The kinetic origin of grain boundary migration, grain coalescence, and defect reduction in the crystallization of quenched two-dimensional Yukawa liquids are numerically investigated. It is found that, in grain coalescence, stick-slip cracking the region in front of the grain boundary into smaller subgrains corotating with small angle, followed by healing, is the key for aligning lattice misorientation and inducing grain boundary stick-slip advance. Cracking is initiated from the weakly interlocked dislocation along its Burgers vector, which in turn causes dislocation motion along the crack. The cascaded scattering and recombination of two dislocations with 60^{∘} and 120^{∘} Burgers vector angle difference into two and one dislocations are the major processes for dislocation motion and reduction, respectively, in grain boundary migration. A rough grain boundary with large curvature easily supports the above process and induces high grain boundary mobility. Along a straight smooth grain boundary, the parallel Burgers vectors of the string of dislocations hinder defect reduction and induce coalescence stagnation.

Stress-induced microcracking and cooperative motion of cold dusty plasma liquids

We investigate the microresponse of the quasi-two-dimensional dusty plasma liquid around freezing to the shear force from a laser beam through the center of the liquid cluster. It is found that the cold liquid can be viewed as a patchwork of crystalline ordered domains (CODs) which are solidlike but can be cracked and rearranged by weak thermal agitation and external stress, through COD rotations and drifting. Under weak external stress comparable to thermal agitation, the laser zone is not the preferred region mastering cracking initiation. CODs in the laser zone can either break locally, or sustain and propagate the stress to remote regions for cracking, in the form of intermittent bursts. The COD rotation and drifting induced by the persistent torques and momentum from the stress causes the formation of the center shear band with a higher longitudinal speed. Increasing stress can enhance cracking initiation around the shear zone and then spread to other remote regions. It deteriorates the local structural order and causes strong shear banding dominated by longitudinal cooperative hopping.

Cooperative-motion-induced structural evolution in dusty-plasma liquids with microheterogeneity: rupture, rotation, healing, and growth of ordered domains

The cooperative motion induced structural evolution of the liquid with microheterogeneity is investigated in quasi-2D dusty plasma liquids, through direct optical visualization. A novel bond-dynamics analysis is used to further classify the robust cooperative 2D clusters into static, rotating, and drifting patches, beyond the earlier findings of the cooperative hopping strings and bands. The relative motion between two adjacent clusters causes the formation of a fractal network with narrow shear strips along the cluster interface. The rotation of the large ordered patch through rupturing into multiple rotating patches followed by the healing process, and the growth to a larger ordered patch by aligning the different lattice orientations of the adjacent ordered domains through patch rupturing, rotation, drifting, and merging are the key processes for the microstructural evolution.

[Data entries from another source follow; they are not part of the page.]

PR #742, opened 2019-03-31
TS 2: introduce TypedVarInfo and fix spl.info[:cache_updated]

mohamed82008:
This is the second wave of #660. In this PR:
1. The `TypedVarInfo` type is introduced with all its utility functions mapping that of `UntypedVarInfo`.
2. Unit tests mapping those of `UntypedVarInfo` are also defined.
3. One side change that was made in this PR is to make sure to invalidate the sampler's cache every time `push!` is called on `VarInfo`. This seemed like a latent bug that was "worked around" by invalidating the cache at the call site after calling `push!`. 
4. `getvals(vi, spl)` was removed as it seemed to be doing the same thing as `vi[spl]` and it was unused in the rest of Turing.

Your feedback is appreciated.


mohamed82008:
TODO: replace most of the generated functions with recursive functions. Example:
```julia
@generated function _getranges(vi::TypedVarInfo{Tvis}, idcs) where Tvis
    args = []
    for f in fieldnames(Tvis)
        push!(args, :($f = _map(vi, $(QuoteNode(f)), idcs.$f)))
    end
    if length(args) == 0
        nt = :(NamedTuple())
    else
        nt = :(($(args...),))
    end
    return nt
end
```
can be replaced with:
```julia
_getranges(vi::TypedVarInfo, idcs) = _getranges(vi.vis, vi, idcs)
@inline function _getranges(vis::NamedTuple{names}, vi::TypedVarInfo, idcs) where names
	length(names) === 0 && return NamedTuple()
	f = names[1]
	v = _map(vi, f, getfield(idcs, f))
	nt = NamedTuple{(f,), Tuple{typeof(v)}}(v)
	return merge(nt, _getranges(Base.tail(vis), vi, idcs))
end
```

yebai:
@mohamed82008 is this ready for a review?

mohamed82008:
Yes if you don't mind the generated functions. The semantics will not change by making them into normal functions.

src/core/RandomVariables.jl
```diff
@@ -118,32 +130,224 @@ mutable struct UntypedVarInfo <: AbstractVarInfo
...
+        sym_inds = collect(1:length(_inds))
+        sym_vns = getindex.((vi.vns,), _inds)
+        sym_idcs = Dict(a => i for (i, a) in enumerate(sym_vns))
+        sym_dists = getindex.((vi.dists,), _inds)
+        sym_gids = getindex.((vi.gids,), _inds)
+        sym_orders = getindex.((vi.orders,), _inds)
+        sym_flags = Dict(a => vi.flags[a][_inds] for a in keys(vi.flags))
+
+        _ranges = getindex.((vi.ranges,), _inds)
+        # `copy` is a workaround to reduce the eltype from Real to Int or Float64
```
xukai92: Do you mean `copy(::Vector{Real})` gives `Vector{Float64}` if each element is `Float64`?

test/core/RandomVariables.jl
```diff
@@ -190,41 +231,54 @@ include("../test_utils/AllUtils.jl")
         @test cuid(vn1) == cuid(vn2)
         @test vn11 == vn1
 
-        vi = VarInfo()
         dists = [Normal(0, 1), MvNormal([0; 0], [1.0 0; 0 1.0]), Wishart(7, [1 0.5; 0.5 1])]
+        function test_varinfo!(vi)
```
xukai92: Would it be nice to improve the tests here a bit, e.g. adding more comments on what's testing and expected, and improving the code (variable names, code reuse, etc).

test/core/RandomVariables.jl
```diff
@@ -1,9 +1,9 @@
 using Turing, Random
 using Turing: Selector, reconstruct, invlink, CACHERESET, SampleFromPrior
 using Turing.RandomVariables
-using Turing.RandomVariables: uid, cuid, getvals, getidcs,
+using Turing.RandomVariables: uid, cuid, getidcs,
```
xukai92: Are we aware of the test coverage of the `TypedVarInfo`?

src/core/RandomVariables.jl
```diff
@@ -67,9 +67,21 @@ cuid(vn::VarName) = (vn.csym, vn.sym, vn.indexing)    # the uid which is only av
 
 copybyindex(vn::VarName, indexing::String) = VarName(vn.csym, vn.sym, indexing, vn.counter)
 
-###########
-# VarInfo #
-###########
+function is_inside(vn::VarName, space::Set)::Bool
+    if vn.sym in space
+        return true
+    else
```
xukai92: Let's add some comments to this old function. E.g. here we can say "1. collect expressions from `space`. 2. convert them to strings (`strs`). 3. convert `vn` to string (`vn_str`). 4. check if `vn_str` is in the `strs`.

Also maybe rename `strs` to `expr_strs`?

src/core/RandomVariables.jl
```diff
@@ -118,32 +130,224 @@ mutable struct UntypedVarInfo <: AbstractVarInfo
 end
 VarInfo() = UntypedVarInfo()
 
+###########################
+# Single variable VarInfo #
```
xukai92: Does `SingleVarInfo` only contains a single random variable? If so why does `ranges` required for `SingleVarInfo` and fields like `dists`, `gids` are still vectors?

src/core/RandomVariables.jl
```diff
@@ -170,6 +380,27 @@ function link!(vi::UntypedVarInfo, spl::Sampler)
...
     end
 end
+function link!(vi::TypedVarInfo, spl::Sampler)
+    vns = getvns(vi, spl)
+    space = getspace(spl)
+    return _link!(vi.vis, vi, vns, space)
+end
+@inline function _link!(vis::NamedTuple{names}, vi, vns, space) where {names}
+    length(names) === 0 && return nothing
+    f = names[1]
```
xukai92: A bit confused by the variables here, what is `f`? Also we are calling `getfield(vns, f)` multiple times later, can we assign it to some local variable with a name?

src/core/RandomVariables.jl
```diff
@@ -184,9 +415,30 @@ function invlink!(vi::UntypedVarInfo, spl::Sampler)
...
     end
 end
+function invlink!(vi::TypedVarInfo, spl::Sampler)
+    vns = getvns(vi, spl)
+    space = getspace(spl)
+    return _invlink!(vi.vis, vi, vns, space)
+end
+@inline function _invlink!(vis::NamedTuple{names}, vi, vns, space) where {names}
+    length(names) === 0 && return nothing
+    f = names[1]
```
xukai92: Similar here.

src/inference/is.jl
```diff
@@ -58,7 +58,7 @@ end
 
 function assume(spl::Sampler{<:IS}, dist::Distribution, vn::VarName, vi::VarInfo)
     r = rand(dist)
-    push!(vi, vn, r, dist, spl.selector)
+    push!(vi, vn, r, dist, spl)
```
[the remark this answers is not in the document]
mohamed82008: No we are still pushing the same way. The reason why I am passing `spl` here is to reset the `:cache_updated` field inside the function.

src/core/RandomVariables.jl
mohamed82008: `copy.(::Vector{Real})` gives `Vector{Float64}` if each element is `Float64`. note the dot.

test/core/RandomVariables.jl
mohamed82008: I will add more comments to the src too.

test/core/RandomVariables.jl
mohamed82008: I made sure the test coverage of `TypedVarInfo` is no less than that of `UntypedVarInfo`. But I will see if I can improve it.

src/core/RandomVariables.jl
mohamed82008: Sure.

src/core/RandomVariables.jl
mohamed82008: In case we have a vector variable where each element has a different prior distribution, so I think `dists` still needs to be a vector. I think `gids` can be shared however. Not sure about `ranges`, in case we have a matrix variable whose columns are multivariate variables, we probably still need it.

src/core/RandomVariables.jl
mohamed82008: `f` is the first variable's symbol.

mohamed82008: But using recursion, this "first" variable will be a different variable in each level of the recursion.

mohamed82008:
I am working on docstrings for all the major functions and types in the module `RandomVariables`.

mohamed82008:
To do:
[ ] - More unit tests for `TypedVarInfo` and `UntypedVarInfo`
[ ] - More comments and docstrings
[ ] - Make `gids` for `TypedVarInfo` a resizeable `FillArray` type

src/core/RandomVariables.jl
xukai92: I see. Great thanks!

src/core/RandomVariables.jl
xukai92: Hmmm, I see your point, though I guess we should discourage users to do that. And I'm not sure whether it makes or not for a single multivariate random variable whose different dimension follows different distributions.  But I'm OK with it for now.

src/core/RandomVariables.jl
xukai92: But for the loop below we are calling `getfield(vns, f)` with same `vns` and `f` all the time do we?

mohamed82008: Yes, so we are iterating over all the `vn`s of the first symbol, then all the `vn`s of the second, and so on. Each symbol has a `vns` vector because it can consist of multiple random variables, e.g. multiple univariate variables arranged in vector form or multiple multivariate variables arranged in matrix form, etc. The last line is where recursion happens.

src/core/RandomVariables.jl
```diff
@@ -83,97 +168,514 @@ function Turing.runmodel!(model::Model, vi::AbstractVarInfo, spl::AbstractSample
...
+struct VarInfo{Tmeta, Tlogp} <: AbstractVarInfo
+    metadata::Tmeta
+    logp::Base.RefValue{Tlogp}
+    num_produce::Base.RefValue{Int}
+end
+```
 
+A light wrapper over one or more instances of `Metadata`. Let `vi` be an instance of `Metadata`. If `vi isa VarInfo{<:Metadata}`, then only `Metadata` instance is used for all the sybmols. `VarInfo{<:Metadata}` is aliased `UntypedVarInfo`. If `vi isa VarInfo{<:NamedTuple}`, then `vi.metadata` is a `NamedTuple` that maps each symbol used on the LHS of `~` in the model to its `Metadata` instance. The latter allows for the type specialization of `vi` after the first sampling iteration when all the symbols have been observed. `VarInfo{<:NamedTuple}` is aliased `TypedVarInfo`.
+
+Note: It is the user's responsibility to ensure that each symbol is visited at least once whenever the model is called, regardless of any stochastic branching.
```
yebai: presumably, it's ok if a variable is visited multiple times since they can have different `counter`? If so, can we say this explicitly in the comment to reduce potential confusion?

src/inference/is.jl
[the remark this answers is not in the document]
xukai92: In you opinion, do you think this cache thing is worth doing here at all. I feel it might be over-optimisation here...

src/core/RandomVariables.jl
```diff
@@ -208,19 +745,79 @@ function Base.getindex(vi::AbstractVarInfo, vns::Vector{<:VarName})
...
+"""
+`getindex(vi::VarInfo, spl::Union{SampleFromPrior, Sampler})`
+
+Returns the current value(s) of the random variables sampled by `spl` in `vi`. The value(s) may or may not be transformed to Eucledian space.
+"""
+Base.getindex(vi::AbstractVarInfo, spl::SampleFromPrior) = copy(getall(vi))
+Base.getindex(vi::UntypedVarInfo, spl::Sampler) = copy(getval(vi, _getranges(vi, spl)))
+function Base.getindex(vi::TypedVarInfo, spl::Sampler)
+    # Gets the ranges as a NamedTuple
+    # getfield(ranges, f) is all the indices in `vals` of the `vn`s with symbol `f` sampled by `spl` in `vi`
```
xukai92: There is no `getfield(ranges, f)` any more.

src/core/RandomVariables.jl
```diff
@@ -208,19 +745,79 @@ function Base.getindex(vi::AbstractVarInfo, vns::Vector{<:VarName})
...
+    ranges = _getranges(vi, spl)
+    return vcat(_get(vi.metadata, ranges)...)
+end
+# Recursively builds a tuple of the `vals` of all the symbols
+@inline function _get(metadata::NamedTuple{names}, ranges) where {names}
```
xukai92: Maybe name it as `_getindex` as it's only used by `Base.getindex`.

src/core/RandomVariables.jl
```diff
@@ -262,136 +880,265 @@ function push!(vi::UntypedVarInfo, vn::VarName, r::Any, dist::Distributions.Dist
...
+    push!(meta.dists, dist)
+    push!(meta.gids, gidset)
+    push!(meta.orders, vi.num_produce)
+    push!(meta.flags["del"], false)
+    push!(meta.flags["trans"], false)
+
+    return meta
+end
 
+"""
```
xukai92: Bookmark for Kai.

src/core/RandomVariables.jl
mohamed82008: Sure

src/core/RandomVariables.jl
mohamed82008: `ranges` refers to the output variable from `_getranges`. Calling `getfield(ranges, f)` is what this line refers to. I will try to make it clearer.

src/core/RandomVariables.jl
```diff
@@ -83,97 +168,514 @@ function Turing.runmodel!(model::Model, vi::AbstractVarInfo, spl::AbstractSample
...
 
 # X -> R for all variables associated with given sampler
+"""
+`link!(vi::VarInfo, spl::Sampler)`
+
+Transforms the values of the random variables sampled by `spl` in `vi` from the support of their distributions to the Eucledian space and sets their corresponding ``"trans"` flag values to `true`.
+"""
 function link!(vi::UntypedVarInfo, spl::Sampler)
-    vns = getvns(vi, spl)
+    # TODO: Change to a lazy iterator over `vns`
```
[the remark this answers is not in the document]
mohamed82008: As in we don't actually need to materialize `vns`, we can have an iterator over it.

src/core/RandomVariables.jl
```diff
@@ -83,97 +168,514 @@ function Turing.runmodel!(model::Model, vi::AbstractVarInfo, spl::AbstractSample
...
 
+"""
+`getlogp(vi::VarInfo)`
+
+Returns the log of the joint probability of the observed data and parameters sampled in `vi`.
+"""
 getlogp(vi::AbstractVarInfo) = vi.logp
+
+"""
+`setlogp!(vi::VarInfo, logp::Real)`
```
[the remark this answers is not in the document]
mohamed82008: We can overload `setproperty!` for `:log` and default that to an error, but that's probably overkill unless there is a good reason to stop people from doing this.

src/core/RandomVariables.jl
```diff
@@ -83,97 +168,514 @@ function Turing.runmodel!(model::Model, vi::AbstractVarInfo, spl::AbstractSample
...
+- `md.ranges[md.idcs[vn]]` is the index range of `vn` in `md.vals`.
+- `md.vals[md.ranges[md.idcs[vn]]]` is the vector of values of corresponding to `vn`.
+- `md.flags` is a dictionary of true/false flags. `md.flags[flag][md.idcs[vn]]` is the value of `flag` corresponding to `vn`. 
+
+To make `md::Metadata` type stable, all the `md.vns` must have the same symbol and distribution type. However, one can have a Julia variable, say `x`, that is a matrix or a hierarchical array sampled in partitions, e.g. `x[1][:] ~ MvNormal(zeros(2), 1.0); x[2][:] ~ MvNormal(ones(2), 1.0)` and is managed by a single `md::Metadata` so long as all the distributions on the RHS of `~` are of the same type. Type unstable `Metadata` will still work but will have inferior performance. When sampling, the first iteration uses a type unstable `Metadata` for all the variables then a specialized `Metadata` is used for each symbol along with a function barrier to make the rest of the sampling type stable.
+"""
+struct Metadata{TIdcs <: Dict{<:VarName,Int}, TDists <: AbstractVector{<:Distribution}, TVN <: AbstractVector{<:VarName}, TVal <: AbstractVector{<:Real}, TGIds <: AbstractVector{Set{Selector}}}
```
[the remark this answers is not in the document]
mohamed82008: Hmm, avoiding the flattening is an interesting idea. I am not sure what the best way to handle this is. Should probably open an issue to discuss it.

src/core/RandomVariables.jl
```diff
@@ -83,97 +168,514 @@ function Turing.runmodel!(model::Model, vi::AbstractVarInfo, spl::AbstractSample
...
+"""
+```
+struct VarInfo{Tmeta, Tlogp} <: AbstractVarInfo
+    metadata::Tmeta
+    logp::Base.RefValue{Tlogp}
+    num_produce::Base.RefValue{Int}
+end
+```
 
+A light wrapper over one or more instances of `Metadata`. Let `vi` be an instance of `Metadata`. If `vi isa VarInfo{<:Metadata}`, then only `Metadata` instance is used for all the sybmols. `VarInfo{<:Metadata}` is aliased `UntypedVarInfo`. If `vi isa VarInfo{<:NamedTuple}`, then `vi.metadata` is a `NamedTuple` that maps each symbol used on the LHS of `~` in the model to its `Metadata` instance. The latter allows for the type specialization of `vi` after the first sampling iteration when all the symbols have been observed. `VarInfo{<:NamedTuple}` is aliased `TypedVarInfo`.
```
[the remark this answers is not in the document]
mohamed82008: Thanks.

src/core/RandomVariables.jl
mohamed82008: Each random variable can only be visited once in a model call. But the symbol of the Julia variable can be visited more than once, e.g. `x[1] ~ ...` and `x[2] ~ ...`. This line refers to the symbol `x` not the random variables `x[1]` and `x[2]`. The requirement here is that each symbol, e.g. `x`, is visited at least once. I will try to make this clearer.

src/core/RandomVariables.jl
```diff
@@ -60,20 +108,57 @@ isequal(x::VarName, y::VarName) = hash(uid(x)) == hash(uid(y))
 Base.string(vn::VarName) = "{$(vn.csym),$(vn.sym)$(vn.indexing)}:$(vn.counter)"
 Base.string(vns::Vector{<:VarName}) = replace(string(map(vn -> string(vn), vns)), "String" => "")
 
+"""
+`sym_idx(vn::VarName)`
```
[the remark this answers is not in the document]
mohamed82008: It's the inverse of it.

src/core/RandomVariables.jl
```diff
@@ -38,20 +38,68 @@ export  VarName,
...
+"""
+```
+struct VarName{sym}
+    csym      ::    Symbol
+    indexing  ::    String
+    counter   ::    Int
+end
+```
+
+A variable identifier. Every variable has a symbol `sym`, indices `indexing`, and internal fields: `csym` and `counter`. The Julia variable in the model corresponding to `sym` can refer to a single value or to a hierarchical array structure of univariate, multivariate or matrix variables. `indexing` stores the indices that can access the random variable from the Julia variable.
```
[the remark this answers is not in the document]
mohamed82008: Will do.

src/core/RandomVariables.jl
```diff
@@ -38,20 +38,68 @@ export  VarName,
...
+    indexing  ::    String
+    counter   ::    Int
+end
+```
+
+A variable identifier. Every variable has a symbol `sym`, indices `indexing`, and internal fields: `csym` and `counter`. The Julia variable in the model corresponding to `sym` can refer to a single value or to a hierarchical array structure of univariate, multivariate or matrix variables. `indexing` stores the indices that can access the random variable from the Julia variable. 
+
+Examples:
+
+- `x[2] ~ Normal()` will generate a `VarName` with `sym == :x` and `indexing == "[1]"`
```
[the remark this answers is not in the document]
mohamed82008: Thanks.

src/inference/is.jl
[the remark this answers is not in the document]
mohamed82008: I think it is important in cases where the `VarInfo` is "filled" most of the time so the cache is valid most of the time. This is the case for most samplers except the particle ones I believe.

src/core/RandomVariables.jl
```diff
@@ -38,20 +38,74 @@ export  VarName,
...
+"""
+`VarName(csym, sym, indexing, counter)`
+`VarName{sym}(csym::Symbol, indexing::String)`
+
+Constructs a new instance of `VarName{sym}``
+"""
 VarName(csym, sym, indexing, counter) = VarName{sym}(csym, indexing, counter)
+function VarName(csym::Symbol, sym::Symbol, indexing::String)
+    # TODO: update this method when implementing the sanity check
+    VarName{sym}(csym, indexing, 1)
```
trappmartin: Is it correct that the counter is always `1` in the constructor?

src/core/RandomVariables.jl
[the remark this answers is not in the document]
trappmartin: I'm happy with removing those setter and getter methods if we don't need them. I don't see much benefit.

yebai:
Current exported API

https://github.com/TuringLang/Turing.jl/blob/mt/ts_wave2_untypedvarinfo/src/core/RandomVariables.jl#L13-#L36

mohamed82008:
I think we need to do the following in a separate PR:
1. Find which functions we need outside of `RandomVariables` to define the "necessary" API.
2. For internal functions, we can use any names we like.
3. For functions needed outside, we can try to find `Base` functions with similar enough semantics and overload those instead to minimize the exported names and make it easier to remember.

yebai:
> I think we need to do the following in a separate PR:

Sounds good to do the API redesign in a separate PR.

src/core/RandomVariables.jl
mohamed82008: I haven't changed this behavior. Maybe @xukai92 knows better.

mohamed82008:
I split the exported functions and internal functions into 2 separate files. In the future, we can see how to make the exported functions more "macroscopic" in the sense that they should serve high-level functions in the inference code. This means less fiddling with Core internals in the Inference module and therefore hopefully clearer and more readable code.

Once tests pass, I believe this PR will be ready.

yebai:
> I split the exported functions and internal functions into 2 separate files. In the future, we can see how to make the exported functions more "macroscopic" in the sense that they should serve high-level functions in the inference code. This means less fiddling with Core internals in the Inference module and therefore hopefully clearer and more readable code.

@mohamed82008 Great work - many thanks! The general idea of making submodules more "macroscopic" makes a lot of sense and we should reinforce this principle when moving forward. I'm ready to merge this PR once @xukai92 is happy.

mohamed82008:
Rebased on master

xukai92:
Looks great to me. 

The `@code_warntype` check doesn't pass on my local, althought it's not the issue from this PR. 

```julia
 @model gdemo_d() = begin
    s ~ InverseGamma(2, 3)
    m ~ Normal(0, sqrt(s))
    1.5 ~ Normal(m, sqrt(s))
    2.0 ~ Normal(m, sqrt(s))
    return s, m
end

mf = gdemo_d()

@code_warntype sample(mf, NUTS(2000, 0.8))
Body::Any
1 ─ %1 = invoke Turing.Inference.AHMCAdaptor(_3::NUTS{Turing.Core.ForwardDiffAD{40},Any})::AdvancedHMC.Adaptation.StanNUTSAdaptor
│   %2 = (Turing.Inference.:(#sample#19))(false, Turing.Inference.nothing, 0, %1, Turing.Inference.nothing, Turing.Inference.GLOBAL_RNG, $(QuoteNode(Base.Iterators.Pairs{Union{},Union{},Tuple{},NamedTuple{(),Tuple{}}}())), #self#, model, alg)::Any
└──      return %2
```

xukai92:
OK it seems only the return type is not stable but not during sampling?

mohamed82008:
No, this PR doesn't hook into `sample` yet, this will be the next PR. And even if I hook them, `sample` won't be type stable; we need to address the `info` field of `Sampler` and the `value` field of `Sample` to get complete type stability from the second iteration onwards. Currently, `spl.info` is `Dict{Symbol, Any}` so when we retrieve values from it during sampling, the compiler can't infer its type and this muddies the rest of the sampling function. So 2 more PRs are needed to get complete type stability from the second iteration onwards for all algorithms: 
1. Hooking `TypedVarInfo` to `sample`, and 
2. Making `spl.info` and `sample.value` type stable.

mohamed82008:
Something weird happened when I merged, I will fix the error.

yebai:
> Making spl.info and sample.value type stable.

This issue should go away after #746 is fixed.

Correlating structural order with structural rearrangement in dusty plasma liquids: can structural rearrangement be predicted by static structural information?

Whether the static microstructural order information is strongly correlated with the subsequent structural rearrangement (SR) and their predicting power for SR are investigated experimentally in the quenched dusty plasma liquid with microheterogeneities. The poor local structural order is found to be a good alarm to identify the soft spot and predict the short term SR. For the site with good structural order, the persistent time for sustaining the structural memory until SR has a large mean value but a broad distribution. The deviation of the local structural order from that averaged over nearest neighbors serves as a good second alarm to further sort out the short time SR sites. It has the similar sorting power to that using the temporal fluctuation of the local structural order over a small time interval.